Task statement |
Copy each line of the entries beneath that contains the word "from".

Stored data:

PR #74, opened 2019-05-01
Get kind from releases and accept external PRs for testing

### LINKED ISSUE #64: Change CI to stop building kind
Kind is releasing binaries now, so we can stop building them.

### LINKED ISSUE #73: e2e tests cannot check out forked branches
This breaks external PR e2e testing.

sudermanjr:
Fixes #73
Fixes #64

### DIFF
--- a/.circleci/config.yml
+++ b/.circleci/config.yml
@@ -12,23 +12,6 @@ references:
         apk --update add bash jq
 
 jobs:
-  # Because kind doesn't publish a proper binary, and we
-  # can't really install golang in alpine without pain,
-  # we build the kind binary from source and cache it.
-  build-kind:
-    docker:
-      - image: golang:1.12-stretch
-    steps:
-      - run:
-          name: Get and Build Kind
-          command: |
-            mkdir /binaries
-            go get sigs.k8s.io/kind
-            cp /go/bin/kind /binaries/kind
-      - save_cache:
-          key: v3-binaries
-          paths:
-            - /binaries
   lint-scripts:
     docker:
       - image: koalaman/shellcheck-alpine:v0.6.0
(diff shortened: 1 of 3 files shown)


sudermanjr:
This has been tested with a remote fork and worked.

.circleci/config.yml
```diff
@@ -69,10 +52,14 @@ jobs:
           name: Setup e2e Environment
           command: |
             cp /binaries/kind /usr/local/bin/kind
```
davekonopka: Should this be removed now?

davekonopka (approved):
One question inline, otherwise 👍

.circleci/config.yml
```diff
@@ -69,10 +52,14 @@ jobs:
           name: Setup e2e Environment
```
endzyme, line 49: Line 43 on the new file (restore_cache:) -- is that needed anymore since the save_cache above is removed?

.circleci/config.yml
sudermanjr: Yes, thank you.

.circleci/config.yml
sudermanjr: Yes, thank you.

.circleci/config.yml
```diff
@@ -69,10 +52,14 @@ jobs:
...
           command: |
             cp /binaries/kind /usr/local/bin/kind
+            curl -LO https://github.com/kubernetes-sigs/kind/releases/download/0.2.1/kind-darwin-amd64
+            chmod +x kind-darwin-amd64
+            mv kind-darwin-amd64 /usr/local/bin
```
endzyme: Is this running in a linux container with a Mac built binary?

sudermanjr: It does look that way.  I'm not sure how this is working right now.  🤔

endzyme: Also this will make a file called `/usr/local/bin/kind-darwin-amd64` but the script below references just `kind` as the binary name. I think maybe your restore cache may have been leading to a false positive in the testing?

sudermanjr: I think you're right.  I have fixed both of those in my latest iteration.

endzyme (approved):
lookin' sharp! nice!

Solution |
Get kind from releases and accept external PRs for testing
-  # we build the kind binary from source and cache it.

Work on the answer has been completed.